§ **Stored items from a collection**:
● ● ●

PR #170, opened 2018-09-15
Add psm:GetChargerType

endrift:
Don't know if the names are correct but the only thing that returns ChargerType 1 is the official charging cable (be it directly or through the dock)--every other USB-C device I've plugged in returns 2.

### DIFF
--- a/nx/include/switch/services/psm.h
+++ b/nx/include/switch/services/psm.h
@@ -7,7 +7,14 @@
 #pragma once
 #include "../types.h"
 
+typedef enum {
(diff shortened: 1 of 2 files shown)


nx/include/switch/services/psm.h
```diff
@@ -7,7 +7,14 @@
 #pragma once
 #include "../types.h"
 
+typedef enum {
+    ChargerType_None = 0,
+    ChargerType_Charger = 1,
```
yellows8: Add comments for these.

● ● ●

All of the entries should be repeated word for word.

§ **Answer for this exercise**:
PR #170, opened 2018-09-15
Add psm:GetChargerType

endrift:
Don't know if the names are correct but the only thing that returns ChargerType 1 is the official charging cable (be it directly or through the dock)--every other USB-C device I've plugged in returns 2.

### DIFF
--- a/nx/include/switch/services/psm.h
+++ b/nx/include/switch/services/psm.h
@@ -7,7 +7,14 @@
 #pragma once
 #include "../types.h"
 
+typedef enum {
(diff shortened: 1 of 2 files shown)


nx/include/switch/services/psm.h
```diff
@@ -7,7 +7,14 @@
 #pragma once
 #include "../types.h"
 
+typedef enum {
+    ChargerType_None = 0,
+    ChargerType_Charger = 1,
```
yellows8: Add comments for these.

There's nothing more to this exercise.